C = 127.5 + ((A-127.5) * (B-127.5) / 127.5)

So there!

I do not feel tempted to explain this one in plain English. But you get this function if you simultaneously stretch and warp a square elastic sheet of rubber, look below.

I was unable to figure out this formula for many days, but then I used Doug’s Stepwedge, plotted the values in Excel and created a graph of the values plotted. And what was this graph, other than a meta-image of the function?

Fig 19. Graph of Exclusion Blend mode

Here is the graph of the function behind Exclusion. Despite post-traumatic stress syndrome from two years of math in university (I still dream about exams and wake up screaming), I can still appreciate a beautiful function when I see one!

Exclusion is a blend mode "the layer can apply to itself". Ok then, in plain English it goes roughly like this: If A and B are very different, Exclude produces white (per channel).
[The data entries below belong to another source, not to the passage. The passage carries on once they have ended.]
Issue #261, opened 2023-07-03
General options for a DataStructureDefinition


danielhuppmann:
While thinking about how to implement a list of countries in a project repository (ideally drawn directly from the **pycountry** package), I had the following idea:

In the definitions folder, there can be a config.yaml file with "general" specifications, e.g.

```yaml
- region:
    country: true
- time:
    datetime: true
...
```

Alternatively (or in addition), each `definition/<dimension>` folder could have such a config file.

The behavior would be as follows:

1. If region -> country == True, add all country names and ISO3-codes from the **pycountry** package to the **RegionCodeList**.
2. If time -> datetime == True, allow timeseries data with a `datetime` time domain. If false (default), fail the `validate()` method (see #54)

Any thoughts @phackstock?

phackstock:
I like the idea, smells like a pydantic specification to me ;)
Jokes aside though, I think having one file in `definitions/` called `general.yaml` is a good idea. As long as it does not get exceedingly big, I'd stay clear of having individual files for each dimension. It should be easier to have all the DataStructureDefinition configuration in a single spot.
One question regarding:

> If region -> country == True, add all country names and ISO3-codes from the pycountry package to the RegionCodeList.

Would that be an at-runtime thing or written into the yaml files?

danielhuppmann:
I would fill that at run-time - for the list of countries, this might still be possible (but duplicating) to create a yaml from the pycountry package. But for datetime-validation, writing a yaml would be pretty much pointless...

phackstock:
Right, makes sense to me.

dc-almeida:
Probably good to close, as both attributes have been implemented in `NomenclatureConfig`

phackstock:
Thanks for the housekeeping @dc-almeida, good to close from my side.

PR #262, opened 2023-07-10
Add a general-config feature to add all countries to RegionCodeList

danielhuppmann:
This PR adds a simple way to add all countries to a RegionCodeList directly from the **pycountry** package, using a "general-config" yaml file.

This implements the first idea of #261.


danielhuppmann:
When looking at the pycountry package in more detail for the SSP review process, I realized that it uses some country-names that are not consistent with the use in our community. So I guess that we will have to hard-code the country-names and ISO3-codes after all...

danielhuppmann:
After looking at the pycountry package some more, I suggest (and implemented) a mapping of "country-name-overrides" where we explicitly depart from pycountry standards. Seems like a preferable option than to duplicate an entire list of country names and ISO2/ISO3 codes...

The model-registration xlsx template has been updated accordingly.

nomenclature/config.py
```diff
@@ -0,0 +1,43 @@
...
+    """A class for configuration of a DataStructureDefinition
+
+    Attributes
+    ----------
+    config : dict
+        Attributes for configuring the DataStructureDefinition
+
+    """
+
+    config: Dict[str, Dict] = {}
```
phackstock, line 18: I would make the dimensions explicit here: 
```suggestion
    region: Dict[str, Any] = {}
```
and add more as we go along. 
Or to completely satisfy my love for pydantic:
```python
    region: Optional[RegionCodeListConfig]
...
class RegionCodeListConfig(BaseModel):
    country: Optional[bool]
```
This is all the `RegionCodeListConfig` class would need to be for now. Again, can be extended for new features. 
The advantage is that you get type checking for the `config.yaml` file for free and don't have to do it "manually" like in `codelist.py` line 572, 581 and 582.

nomenclature/config.py
```diff
@@ -0,0 +1,43 @@
...
+        file : str
+            File name
+        dimensions : list
+            List of valid dimensions
+
+        """
+        with open(path / file, "r", encoding="utf-8") as stream:
+            config = yaml.safe_load(stream)
+
+            if invalid_config := [i for i in config if i not in dimensions]:
```
phackstock, line 40: If you explicitly list all the dimensions in `DataStructureConfig` and set the config to not allow additional attributes you probably don't need the `dimensions` input parameter and this check.
I would also say that we can remove the `dimensions` input parameter from the `DataStructureDefinition` constructor. Reason being that I haven't come across a use case where we have a code list for a particular dimension but then don't want to validate that dimension. 
Maybe there is a use case though is which case this check is necessary. In any case this would be a new issue anyway.

phackstock (commented):
Looks good to me. 
The only comment I'd have is on the use of the `DataStructureConfig`. 
Right now its just a wrapper around a dictionary. I think you could save a lot of manual checking, for now and for the future, if you completely defined the structure of the `DataStructureConfig` and its dimension specific settings. 
My inline comments are regarding that.

nomenclature/config.py
danielhuppmann: We have such a use-case in openENTRANCE and ARIADNE, where we use the same workflow repo for different database instances - in each case, one instance checks the "scenario" dimension and the other(s) ignore it...

phackstock: Ok valid. I'd still using an iterator other than `i` so that it's easier to comprehend what you're iterating over. Maybe `dimension` would be better.

danielhuppmann:
Implemented the suggested changes, @phackstock, towards nested pydantic classes. And I also added some basic documentation - I'm planning to add more documentation in a follow-up PR, then we can do a release 0.11

phackstock (approved):
Looks good to me. 
The pydantic config classes make me very happy, thank you :)
One question that came to my mind was if it would be easier to just work with ISO codes directly as the region names. Might be easier for modeling teams to align their outputs.

danielhuppmann:
> One question that came to my mind was if it would be easier to just work with ISO codes directly as the region names. Might be easier for modeling teams to align their outputs.

Right, @willu47 made a similar point here: https://github.com/OSeMOSYS/osemosys2iamc/issues/33#issuecomment-1632033971

But I don't really like the idea for several reasons:
- ISO3 codes are not really user-friendly - it's difficult to get a quick intuition in a tool like Artelys' FutureSight or the Scenario Explorer, so we would probably invent some "conversion tool" again
- ISO3 codes are not fully universal either, e.g., Kosovo doesn't have one
- Using ISO3 codes in native-country naming also has issues, for example REMIND 3.2 uses "UKI" internally for "United Kingom and Ireland" - this can be very confusing when users try an ISO3-mapping on that... (see [here](https://github.com/iiasa/eu-climate-advisory-board-workflow/blob/bb2e63a145ce9e29edcbc3072799dd63cbfde9d2/mappings/REMIND_3.2.yml#L20)).

So I think it's better to nudge modelers to use intelligible names instead of abbreviations.

Nonetheless, we should add a simple ISO2/ISO3 mapping tool to the shortened country names added in this PR (and write documentation for it).

phackstock:
> But I don't really like the idea for several reasons:

Ah right, good points, it's never as simple as you think ...

> Nonetheless, we should add a simple ISO2/ISO3 mapping tool to the shortened country names added in this PR (and write documentation for it).

Good point, that would be surely appreciated. In the context of NGFS, the users were specifically asking for the country level data to be reported in ISO3 so that would come in handy there.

If A and B are both very dark or very bright, Exclude produces black, and if either A or B (or both) is close to grey (128), Exclude produces grey, no matter what the other layer is.

In practice, if you apply Exclude to "itself", you will get a meta-image where highlights and shadows both disappear into the shadows, but midtones are more or less preserved. In other words, Exclude will produce a "raw mask" for either masking or masking out midtones.

But also note that by applying Curves or adjusting Gamma (the middle slider) in Levels, you can make Exclude mask other tones than midtones.

I made a copy of the original layer, did Auto Color and Auto Levels, and then Gaussian Blur with Radius 3.0 on both. The meta-image is the Difference image with levels corrected for visibility.

What is this? I don’t know. As far as I can see, we see a graphical representation of the difference between two complex mathematical formulae (Gaussian Blur) applied to almost similar data. It contains or conveys no meaning that I am aware of, just pure mathematics.

But on the other hand, wherever there is a pattern, isn't there also information?

Beautiful, isn't it?

Now please come up with some creative uses of Exclude and Calculations! Can they perhaps be used to dig out "invisible" detail from faded images? Can they be used for better B&W from colour? Can they be used for "difficult" selections? Can they be used for something I cannot imagine at all? I really hope for the latter!